The CV50 has a Japanese keyboard. An external keyboard can be attached to the USB port. I used a USB to mouse/keyboard converter (from Belkin). My Logitech Deluxe 104 keyboard (PS/2) works attached to the converter, my older Honeywell keyboard also needed a DIN5 to PS/2 adapter.

The Logitech and the Honeywell keyboards are US keyboards, rather than Japanese keyboards, and so have a different positions for keys like `apostrophe' and `bracket'. With KDE, you can add a US keyboard layout to the Japanese layout through the Control Centre under `Regional and Accessability -- Keyboard Layout'. On the left tab, tick the `enable keyboard layouts', if it is not already ticked. Then add the `U.S. English w/ ISO9995-3 (en_US)' layout, which should transfer that layout from the left side of the list to the right side of the list. The `U.S. English (us)' layout has a lot of deadkeys enabled, such as the apostrophe and tilde. Unless you want to hold the Right-Alt key down whenever you want to type an apostrophe, it is better to choose en_US. Make sure you also have a Japanese keyboard layout added to the right side of the list as well! You can swap between the en_US and jp layout with the `Ctrl-Alt-k' keyboard combination, or by using the tray applet in the KDE taskbar.

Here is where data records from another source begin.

PR #232, opened 2024-06-22
profile flag

leb-kuchen:
This supports the explicit flags `-PVALUE`  and `--profile=VALUE`.
Implicit flags are also easy to add.


wiiznokes:
Why not use clap at this point ?

leb-kuchen:
It is a huge dependency. I think [lexopt](https://docs.rs/lexopt/latest/lexopt/) would also work fine.

wiiznokes:
Yeah but clap have a good support for help messages and everything

jackpot51:
If this is rebased with the conflicts fixed, I can merge it.

jackpot51:
I'd prefer to use `clap` for this. We already use it on some other COSMIC applications.

atiq-cs:
Thank you for adding profile support @leb-kuchen

PR #233, opened 2024-06-26
fix: Use X-COSMIC as a category, not COSMIC

ryanabx:
This makes the desktop file "valid". When we run `desktop-file-validate`, we currently get:

```
cosmic-term.x86_64: E: invalid-desktopfile /usr/share/applications/com.system76.CosmicTerm.desktop value "COSMIC;System;TerminalEmulator;" for key "Categories" in group "Desktop Entry" contains an unregistered value "COSMIC"; values extending the format should start with "X-"
```

I'll be making PRs for the other COSMIC desktop files, too :)

### DIFF
--- a/res/com.system76.CosmicTerm.desktop
+++ b/res/com.system76.CosmicTerm.desktop
@@ -7,6 +7,6 @@ Terminal=false
 Type=Application
 StartupNotify=true
 Icon=com.system76.CosmicTerm
-Categories=COSMIC;System;TerminalEmulator;
+Categories=X-COSMIC;System;TerminalEmulator;
 Keywords=Command;Shell;Terminal;
 Keywords[pl]=Cli;WierszPoleceń;Powłoka;Terminal;


leb-kuchen:
Why though, Gnome and Kde are valid. Just do nothing and it will become valid at some point.

wash2 (approved):
I think it is ok to prefix the value with `X-` until COSMIC becomes a category. :+1:

jackpot51:
I'd rather see a change to make COSMIC considered valid.

ryanabx:
> I'd rather see a change to make COSMIC considered valid.

This would be preferable long-term.

Downstream we are holding package reviews for cosmic and this is one of the blockers for acceptance

mmstick:
It'd be better to patch it if you require it. It won't be necessary for packaging in Pop!_OS.

ryanabx:
> It'd be better to patch it if you require it. It won't be necessary for packaging in Pop!_OS.

That's what I'll probably end up doing 😁

PR #263, opened 2024-07-27
fix ctrl or alt + arrows

### LINKED ISSUE #149: Alt or Ctrl + left/right arrows behaves incorrectly
Alt or Ctrl + left/right arrows should move the cursor forward or backward 1 word. Currently, it moves the cursor forward or backward by one character and inserts unwanted characters. Ctrl + arrows inserts `;5` and alt + arrows inserts `;3`

To recreate: 
- In a terminal, type a few words separated by spaces
- Hold alt or ctrl, then tap the left arrow

Version: `0.1.0~1709152706~22.04~36477e0`

### LINKED ISSUE #253: Implement Alt+Left/Right from Gnome terminal
These should mirror Alt+B and Alt+F which jump backwards and forward one word.

### LINKED ISSUE #260: Can't use zellij `Alt + <⬅⬆⬇➡>` shorcuts
When using [zellij](https://zellij.dev/) I can't navigate the terminal panes with `Alt + <⬅⬆⬇➡>`; instead `":3"` are inputted in the prompt.

image

This does not render zellij unusable in "cosmic-term" since zellij also allows `Alt + <hjkl>`, which does work.

leb-kuchen:
should fix #149, should fix #253, and should fix #260

Since the refactor in #122, csi sequences have been used for arrow sequences if `is_app_cursor` was set , before ss3 had been used for ctrl and alt modifiers. 
The custom logic for shift keys was applied to all modifiers in this commit. 
Even though I do not know, if this logic is still need, I still preserved it for shift keys. 
The  correct modifier for shift is 2 and was not applied before the patch, thus it could had been a workaround.

### DIFF
--- a/src/terminal_box.rs
+++ b/src/terminal_box.rs
@@ -600,7 +600,6 @@ where
 
         let is_app_cursor = terminal.term.lock().mode().contains(TermMode::APP_CURSOR);
         let is_mouse_mode = terminal.term.lock().mode().intersects(TermMode::MOUSE_MODE);
-
         let mut status = Status::Ignored;
         match event {
             Event::Keyboard(KeyEvent::KeyPressed {
@@ -613,6 +612,7 @@ where
                         return Status::Captured;
                     }
                 }
+
                 let mod_no = calculate_modifier_number(state);
                 let escape_code = match named {
                     Named::Insert => csi("2", "~", mod_no),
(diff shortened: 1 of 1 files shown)


leb-kuchen:
https://sw.kovidgoyal.net/kitty/keyboard-protocol/#legacy-functional-keys
The 2. form becomes the 3. form if no modifiers are set, so the `is_app_cusor` logic is correct,  but csi should not have been used.

leb-kuchen:
@tobyrg Which shell are you using? I can select text in fish.
With ` kitty +kitten show_key -m kitty` you can see it correctly sends the text

tobyrg:
@leb-kuchen I'm using the default bash shell on Pop!_OS.

leb-kuchen:
Are you on the lattest commit?

tobyrg:
Yes I'm on the latest commit, Ctrl Arrows key works great for moving arrow words but not selecting text. This is what I get from `kitty +kitten show_key -m kitty` 

```
Shift+LEFT PRESS
CSI 1 ; 2 D

Shift+RIGHT PRESS
CSI 1 ; 2 C
```

leb-kuchen:
Which shell?

tobyrg:
Bash, but I don't think is actually a thing in Bash from what I've found online.

drakon64:
Patch c72010062db45f2d5a4655fa47ebd9f2617c30a4 is working fine against be808b56cf24d03fc99cf44b0885078a81a16523

jackpot51 (approved):

PR #271, opened 2024-08-03
i18n(en-GB): Add British English localisation

RossBarnie:


i18n/en-GB/cosmic_term.ftl
```diff
@@ -0,0 +1,99 @@
...
+## Settings
+settings = Settings
+
+### Appearance
+appearance = Appearance
+theme = Theme
+match-desktop = Match desktop
+dark = Dark
+light = Light
+syntax-dark = Color scheme dark
```
jackpot51, line 39: Do you want these to be colour?

RossBarnie: Yes, it would have helped if I had actually committed the changes I was wanting to make! Fixed now.

jackpot51 (approved):

PR #280, opened 2024-08-10
Make underlines stable

### LINKED ISSUE #277: [BUG] Undercurl/dotted/dashed jitters when moving cursor
When moving the cursor over an under-curl as seen in the video, it "jitters", as in the curling moves around.

Applies to:

- undercurl
- dashed underline
- dotted underline

[Screencast from 2024-08-08 23-55-04.webm](https://github.com/user-attachments/assets/ca16dd3e-9608-47f2-a35e-1b005bed138d)

A-Walrus:
Closes #277

### DIFF
--- a/src/terminal_box.rs
+++ b/src/terminal_box.rs
@@ -406,71 +406,69 @@ where
                                 renderer.fill_quad(underline2_quad, line_color);
                             }
 
+                            let mut draw_repeated = |rects: &[(f32, Option<f32>)]| {
+                                let full_width = self.end_x - self.start_x;
+                                let pattern_len: f32 = rects.iter().map(|x| x.0).sum();
+                                let mut pos = 0.0;
+                                let mut index = {
+                                    let in_pattern = (self.start_x) % pattern_len;
+
+                                    let mut sum = 0.0;
+                                    let mut index = 0;
+                                    for (i, rect) in rects.iter().enumerate() {
+                                        sum += rect.0;
+                                        if in_pattern < sum {
+                                            let width = sum - in_pattern;
+                                            if let Some(height) = rect.1 {
+                                                let pos_offset = mk_pos_offset!(pos, height);
+                                                let underline_quad =
+                                                    mk_quad!(pos_offset, style_line_height, width);
+                                                renderer.fill_quad(underline_quad, line_color);
+                                            }
+                                            index = i + 1;
+                                            pos += width;
+                                            break;
+                                        }
+                                    }
+                                    index
+                                };
+                                while pos < full_width {
+                                    let (width, x) = rects[index % rects.len()];
+                                    if let Some(height) = x {
+                                        let pos_offset = mk_pos_offset!(pos, height);
+                                        let underline_quad =
+                                            mk_quad!(pos_offset, style_line_height, width);
+                                        renderer.fill_quad(underline_quad, line_color);
+                                    }
+                                    pos += width;
+                                    index += 1;
+                                }
+                            };
+
                             if metadata.flags.contains(Flags::DOTTED_UNDERLINE) {
                                 let bottom_offset = style_line_height * 2.0;
-
-                                let full_width = self.end_x - self.start_x;
-                                let mut accu_width = -(self.start_x % 4.0);
-                                let mut dot_width = 2.0f32.min(full_width - accu_width);
-
-                                while accu_width < full_width {
-                                    dot_width = dot_width.min(full_width - accu_width);
-                                    let pos_offset = mk_pos_offset!(accu_width, bottom_offset);
-                                    let underline_quad =
-                                        mk_quad!(pos_offset, style_line_height, dot_width);
-                                    renderer.fill_quad(underline_quad, line_color);
-                                    accu_width += 2.0 * dot_width;
-                                }
+                                draw_repeated(&[(2.0, Some(bottom_offset)), (3.0, None)]);
                             }
 
                             if metadata.flags.contains(Flags::DASHED_UNDERLINE) {
                                 let bottom_offset = style_line_height * 2.0;
-
-                                let full_width = self.end_x - self.start_x;
-                                let dash_width = 6.0f32;
-                                let gap_width = dash_width / 2.0;
-
-                                let mut accu_width = -(self.start_x % (gap_width + dash_width));
-
-                                while accu_width < full_width {
-                                    let width = dash_width.min(full_width - accu_width);
-
-                                    let pos_offset =
-                                        mk_pos_offset!(accu_width.max(0.0), bottom_offset);
-                                    let underline_quad = mk_quad!(
-                                        pos_offset,
-                                        style_line_height,
-                                        width + (accu_width).min(0.0)
-                                    );
-                                    renderer.fill_quad(underline_quad, line_color);
-                                    accu_width += width + gap_width;
-                                }
+                                draw_repeated(&[(6.0, Some(bottom_offset)), (3.0, None)]);
                             }
 
                             if metadata.flags.contains(Flags::UNDERCURL) {
                                 let style_line_height = style_line_height.floor();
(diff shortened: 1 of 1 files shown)


src/terminal_box.rs
```diff
@@ -410,7 +410,7 @@ where
                                 let bottom_offset = style_line_height * 2.0;
 
                                 let full_width = self.end_x - self.start_x;
-                                let mut accu_width = 0.0;
+                                let mut accu_width = -(self.start_x % 4.0);
                                 let mut dot_width = 2.0f32.min(full_width - accu_width);
```
MoSal, line 414: With negative `accu_width`, the `.min()` call would not limit the width of the underline to the span.

Same with the other styles below.

A-Walrus: I reworked them and unified into one function for drawing repeating pattern underlines. I also make sure thatit starts and stops within the span :+1:

src/terminal_box.rs
```diff
@@ -406,72 +406,69 @@ where
                                 renderer.fill_quad(underline2_quad, line_color);
                             }
 
-                            if metadata.flags.contains(Flags::DOTTED_UNDERLINE) {
-                                let bottom_offset = style_line_height * 2.0;
-
+                            let mut draw_repeated = |rects: &[(f32, Option<f32>)]| {
```
MoSal, line 409: Maybe add a comment describing the meaning of the tuple fields, or use a struct, although maybe that's an overkill.

src/terminal_box.rs
```diff
@@ -406,72 +406,69 @@ where
...
-                                    dot_width = dot_width.min(full_width - accu_width);
-                                    let pos_offset = mk_pos_offset!(accu_width, bottom_offset);
-                                    let underline_quad =
-                                        mk_quad!(pos_offset, style_line_height, dot_width);
-                                    renderer.fill_quad(underline_quad, line_color);
-                                    accu_width += 2.0 * dot_width;
+                                let pattern_len: f32 = rects.iter().map(|x| x.0).sum();
+                                let mut pos = 0.0;
+                                let mut index = {
+                                    let in_pattern = (self.start_x) % pattern_len;
```
MoSal, line 414: Useless parenthesis!

src/terminal_box.rs
```diff
@@ -406,72 +406,69 @@ where
...
-                                while accu_width < full_width {
-                                    dot_width = dot_width.min(full_width - accu_width);
-                                    let pos_offset = mk_pos_offset!(accu_width, bottom_offset);
-                                    let underline_quad =
-                                        mk_quad!(pos_offset, style_line_height, dot_width);
-                                    renderer.fill_quad(underline_quad, line_color);
-                                    accu_width += 2.0 * dot_width;
+                                let pattern_len: f32 = rects.iter().map(|x| x.0).sum();
+                                let mut pos = 0.0;
+                                let mut index = {
```
MoSal, line 413: A comment or two in this block might also be helpful.

src/terminal_box.rs
```diff
@@ -406,72 +406,69 @@ where
...
+                                            }
+                                            index = i + 1;
+                                            pos += width;
+                                            break;
+                                        }
+                                    }
+                                    index
+                                };
+                                while pos < full_width {
+                                    let (width, x) = rects[index % rects.len()];
```
MoSal, line 436: You forgot to limit the width here. Easy to spot with `./ansi-colors.sh` and dashed underlines ;)

``` rust
let (mut width, x) = rects[index % rects.len()];
width = width.min(full_width - pos);
```

Also `pos` is not very descriptive IMHO. Maybe going back `accu_width` or something similar would be preferred. Feel free to rename `full_width` too if you feel like it.

src/terminal_box.rs
```diff
@@ -406,72 +406,69 @@ where
...
+                                        renderer.fill_quad(underline_quad, line_color);
+                                    }
+                                    pos += width;
+                                    index += 1;
                                 }
+                            };
+
+                            if metadata.flags.contains(Flags::DOTTED_UNDERLINE) {
+                                let bottom_offset = style_line_height * 2.0;
+                                draw_repeated(&[(2.0, Some(bottom_offset)), (3.0, None)]);
```
MoSal, line 450: Is that a copy error, or do you prefer `3.0` width gaps over `2.0` ones ;)

src/terminal_box.rs
```diff
@@ -406,72 +406,69 @@ where
...
-
-                                while accu_width < full_width {
-                                    dash_width = dash_width.min(full_width - accu_width);
-                                    let pos_offset = mk_pos_offset!(accu_width, bottom_offset);
-                                    let underline_quad =
-                                        mk_quad!(pos_offset, style_line_height, dash_width);
-                                    renderer.fill_quad(underline_quad, line_color);
-                                    accu_width += dash_width + gap_width;
-                                }
+                                draw_repeated(&[(6.0, Some(bottom_offset)), (3.0, None)]);
```
MoSal, line 455: Add a comment describing the tuples passed and/or bring back the descriptive variable names (`dash`, `gap`).

src/terminal_box.rs
```diff
@@ -406,72 +406,69 @@ where
...
 
-                                let full_width = self.end_x - self.start_x;
-                                let mut accu_width = 0.0;
-                                let mut dot_width = 1.0f32.min(full_width - accu_width);
-
-                                while accu_width < full_width {
-                                    dot_width = dot_width.min(full_width - accu_width);
-
-                                    let dot_bottom_offset = match accu_width as u32 % 8 {
+                                let pattern: Vec<_> = (0..8)
```
MoSal, line 462: Let's not use the heap for this.

``` rust
// add array to std `use` statements
let pattern: [(f32, Option<f32>); 8] = array::from_fn(|i| match i {
    3..=5 => (1.0, Some(bottom_offset + style_line_height)),
    2 | 6 => (1.0, Some(bottom_offset + 2.0 * style_line_height / 3.0)),
    1 | 7 => (1.0, Some(bottom_offset + 1.0 * style_line_height / 3.0)),
    _ => (1.0, Some(bottom_offset)),
});

```

MoSal (changes requested):
This is almost ready, but not quite.

Left a few comments.

src/terminal_box.rs
```diff
@@ -406,72 +407,79 @@ where
...
-
-                                while accu_width < full_width {
-                                    dash_width = dash_width.min(full_width - accu_width);
-                                    let pos_offset = mk_pos_offset!(accu_width, bottom_offset);
-                                    let underline_quad =
-                                        mk_quad!(pos_offset, style_line_height, dash_width);
-                                    renderer.fill_quad(underline_quad, line_color);
-                                    accu_width += dash_width + gap_width;
-                                }
+                                let dot = (2.0, Some(bottom_offset));
```
MoSal, line 461: `dash` and `6.0`.

src/terminal_box.rs
```diff
@@ -406,72 +407,79 @@ where
...
+                                        3..=5 => (1.0, Some(bottom_offset + style_line_height)),
+                                        2 | 6 => (
+                                            1.0,
+                                            Some(bottom_offset + 2.0 * style_line_height / 3.0),
+                                        ),
+                                        1 | 7 => (
+                                            1.0,
+                                            Some(bottom_offset + 1.0 * style_line_height / 3.0),
+                                        ),
+                                        _ => (1.0, Some(bottom_offset)),
```
MoSal, line 480: nit.

Should have mentioned this earlier, but I think it's better to be more explicit here now and use:

``` rust
  0 => (1.0, Some(bottom_offset)),
  _ => unreachable!(),
```

MoSal (changes requested):
This should be ready after fixing dashed underlines, and addressing a nitpick.

MoSal (approved):

jackpot51 (approved):
Thanks for this work @A-Walrus, and thank you for the reviews @MoSal!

Unfortunately, there remains two problems. X does not generate a keycode when the `Win' (called `Super-L/R' in Linux) key is pressed when using the Japanese layout, at least with Xorg 6.8.x. KDE 3.4.x has also removed the ability of using the `Win' key to popup the Launch menu, because `Win' is defined as a modifier rather than a stand-alone key.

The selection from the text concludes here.